The remainder of these rooms extend laterally through the accessway: the Sala de D. Duarte (Edwards' Hall), with a painted ceiling, with anthropomorphic elements and tiled floor; the Sala dos Duques (Hall of the Dukes) or Sala dos Tudescos is a noble salon and largest room in the building, decorated with frames of 17 Dukes of Braganza, from Joseph I: the Sala das Virtues (Hall of Virtues) has a ceiling of notable craftsmanship comprising framed paintings showing the seven theological virtues and morals, among them: Fé (Faith), Esperança (Hope), Caridade (Charity),Prudência (Prudence), Justiça (Justice), Forteleza (Strength), Temperança (Temperance) and Sapiência (Wisdom); and theSala de Jantar (Dining Hall) there is a similarly paneled ceiling with medallions, decorated in classical and mythological motifs. The rooms five doorways give access to the Jardim das Damas (Lady's Garden).

A chapel, referred to as the Sala dos Paramento/Órgãos (Hall of the Vestments/Organ) is covered in a vaulted ceiling with comparably painted roof frames.
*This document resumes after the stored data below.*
PR #94, opened 2023-06-06
Login and Logout should redirect back to same chat URL

### LINKED ISSUE #91: When sharing, login should return to the chat you were working on

humphd:
Fixes #91 

This updates the `/api/login` and `/api/logout` routes to allow passing a `?chat_id=...`.  Doing so will mean that the user gets redirected back to this chat vs. going to a different one.

Having the tests already in place for this was nice.

It's going to be impossible to fully test this until it lands on prod, so I might do that and then fix afterward.

### DIFF
--- a/functions/api/login.test.ts
+++ b/functions/api/login.test.ts
@@ -8,6 +8,7 @@ describe("/api/login", () => {
   test("/api/login without code should redirect to GitHub's OAuth login", async () => {
     const res = await handleLogin({
       code: null,
+      chatId: null,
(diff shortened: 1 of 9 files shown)


humphd:
Tested on prod.  @tarasglek try your use case again and make sure you agree, but this looks fixed to me.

The Pavilhão da Música (Music Pavilion) is an exceptional example: it consists of a painted wood ceiling, sillar with 17th-century azulejo tile depicting figures in panchromatic tiles in yellow, blue, green and red, representing the history of Tobit (Tobiãs) with the coat-of-arms of the Dukes of Braganza, and signed FIAB.

In addition, there are several other "named" rooms in palace, including the Sala D. Duarte (D. Duarte's Hall), Sala D. Fernando II (Ferdinand's Hall), Sala do Século 17 (17th-century Hall), Sala da Restauração (Restoration Hall), Sala de Hércules (Hall of Hercules), Sala Dourada ou da Duquesa (Golden Hall or Duchess Hall), named for Catherine wife of the 6th Duke, the Sala da Cabra Cega (Hall of the Blind Goat); Sala Indo-Portuguesa (Portuguese-India Hall); Sala das Loiças (Hall of Dishware); Sala dos Vidros (Hall of Glass); Sala dos Reis (Kings' Hall); the armory; and the famous wing of the New Quarters, named for the fact that it acted as the residence and studies for the King, with diverse antechambers, and corridors. Near the kitchen are the ovens, wine cellars, avery and storage spaces.

====Azulejos====
There are two panels (1558) made by Flemish Joan Boagerts in Antwerp. The rest of the historical azulejos (17th-century) that has the Ducal Palace are located in the Sala do Gigante and were made by the Spanish factory Talavera de la Reina pottery.